Good point; as @ContainerFor must be explicitly added, the API for
.getAnnotation(SomeContainer.class) should be defined as returning a
synthesized SomeContainer instance with an empty value() if no base
annotations are found at all.

I don't follow how container synthesis is more complex compared to the
Misc8 proposal; after all, Misc8 synthesizes containers in exactly the same
way; it just does so at compile time, and not at run time. However, because
it requires asking for one 'by name', so to speak, the container class is
guaranteed present at runtime. I don't understand why this would be more
complicated compared to doing the same thing at compile time. The empty
file issue can be worked around. The simplest way is to state that
@FooContainer will be synthesized with _empty_ value() if it is not present
but FooContainer (the declaration) is marked with @ContainerFor. The
library has to explicitly add the @ContainerFor, after all.
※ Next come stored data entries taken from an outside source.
PR #6668, opened 2025-08-20
Allow configuring subdomain for serving logs/assets more securely

Martchus:
* Based on https://github.com/os-autoinst/openQA/pull/6667 so it makes
   most sense to review only the 2nd commit here (after reviewing #6667)
* Allow configuring a redirection to a configurable subdomain
* Update NINGX templates to cover files served directly via NGINX as well
    * Move most of `openqa-locations.inc` to a separate file to be able to
      include it separately (without asset locations); none of the code in
      `openqa-endpoints.inc` is therefore new
    * Keep asset location in `openqa-locations.inc` to avoid breaking
      too much; this way one can still include `openqa-locations.inc` as
      before covering assets and endpoints
* See https://progress.opensuse.org/issues/184456

### DIFF
--- a/etc/nginx/vhosts.d/openqa-locations.inc
+++ b/etc/nginx/vhosts.d/openqa-locations.inc
@@ -1,82 +1,10 @@
-root /usr/share/openqa/public;
-
-client_max_body_size 0;
-
-# The "client_body_buffer_size" value should usually be larger
-# than the UPLOAD_CHUNK_SIZE used by openQA workers, so there is
-# no excessive buffering to disk
-client_body_buffer_size 2m;
-
-# Default is exact which would need an exact match of Last-Modified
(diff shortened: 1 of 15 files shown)


kalikiana (approved):
Looks sensible. I didn't wanna rush reviewing this, so only hitting the button now that I (think I) get the logic.

etc/nginx/vhosts.d/openqa-locations.inc
perlpunk, line 1: https://progress.opensuse.org/issues/188208
```
Sep 03 07:56:59 susetest nginx[3481]: nginx: [emerg] unexpected end of file, expecting ";" or "}" in /etc/nginx/vhosts.d/openqa-locations.inc:11
```

PR #6670, opened 2025-08-20
Document semantics of low limits for important data

kalikiana:
As per the implementation, important limits are only applied if they are higher than regular limits.

See: https://progress.opensuse.org/issues/187590

### DIFF
--- a/docs/UsersGuide.asciidoc
+++ b/docs/UsersGuide.asciidoc
@@ -1408,13 +1408,14 @@ Keep logs for:: How long *logs* of non-important jobs are retained after
   they finished. *Logs* are files listed under "Result files" in the
   "Logs & Assets" tab on the job details page, e.g. `autoinst-log.txt`.
 Keep important logs for:: How long logs of an *important* job are retained after
-  it finished.
+  it finished. This limit only applies if it's higher than regular logs.
 Keep results for:: How long *results* of non-important job are retained after
   they finished. *Results* are all additional files stored on disk for a job
   (excluding assets) such as screenshots. This also includes logs and therefore
   this retention must be longer (or equal) than the retention of *logs*.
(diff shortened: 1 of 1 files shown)


kalikiana:
Btw the updated docs [look like this](https://github.com/kalikiana/openQA/blob/docs_important_limits/docs/UsersGuide.asciidoc#cleanup-of-assets-results-and-other-data)

Wabri (approved):

docs/UsersGuide.asciidoc
```diff
@@ -1408,21 +1408,21 @@ Keep logs for:: How long *logs* of non-important jobs are retained after
...
 Keep important logs for:: How long logs of an *important* job are retained after
-  it finished.
+  it finished. This limit only applies if it's higher than regular logs.
 Keep results for:: How long *results* of non-important job are retained after
   they finished. *Results* are all additional files stored on disk for a job
   (excluding assets) such as screenshots. This also includes logs and therefore
   this retention must be longer (or equal) than the retention of *logs*.
 Keep important results for:: How long results of *important* jobs are retained
-  after they finished.
+  after they finished. This limit only applies if it's higher than regular results.
```
okurz: sorry, you need to wrap the lines :)

okurz (changes requested):

docs/UsersGuide.asciidoc
kalikiana: Do I? Ci is not failing 🙃

d3flex (commented):
withdraw request for changes 🙏

docs/UsersGuide.asciidoc
kalikiana: I guess it's the only 83 character line in this particular paragraph? So hopefully 80 is what you were asking for? I can wrap this line then.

Every method in the annotation declaration returns its default (as defaults
must be present for everything except the value() method). What
complications do you foresee in returning defaults? The reflective API can
already do this with .getDefaultValue() on the j.l.r.Method object right
now. The value() method needs to return a synthesized array which is the
exact same as the output of .getAnnotations(Base.class). What other
complications do you suspect?

> The current design has been publicly specified for over three months and
> the implementation is pretty much complete, so it's a bit late to redesign
> things.

Repeatable annotations is a proposal that avoids a slight bit of
boilerplate. It does not enable anything that cannot be done right now with
containers. It does not strike me, in the slightest, as a crucial aspect of
java8 whose lack will be sorely missed. With a proposal on the table that
at least appears to result in a markedly less complicated end result (in
that the entire concept of 'containers' can just go away for everyone that
hasn't already built one), it seems crazy to me to continue just because of
time pressure.

> An orthogonal issue is reflection over a mix of base and container
> annotations. There is a deliberate policy laid out in section 1.2 that
> @Foo(1) on the subclass hides @Foo(0) (whether contained or not) on the
> superclass. Under a different policy, where no Foo hiding occurs, we would
> still "look through" @FooContainer and return @Foo(0) from the superclass +
> @Foo(1) from the subclass. I am surprised you think that getAnnotations()
> in SE 8 should ever return a container. Again, Oracle is happy to propose
> that SE 7 methods like getAnnotations() change behavior if it's "the right
> thing" going forward.
You're surprised I'm in favour of not changing the behaviour of existing
API? That's unexpected.

Any library that has containers in the first place is designed to work with
JavaSE7, and JavaSE7 will return containers when calling .getAnnotations().
We can't go back in time and change JavaSE7's spec. Not changing spec is a
superior solution for these libraries.

Any library that is not designed to work with JavaSE7 will (with my
proposal) not use containers. Without containers, .getAnnotations()
couldn't possibly return one. Not even introducing the notion of containers
in the first place is a superior solution for these libraries.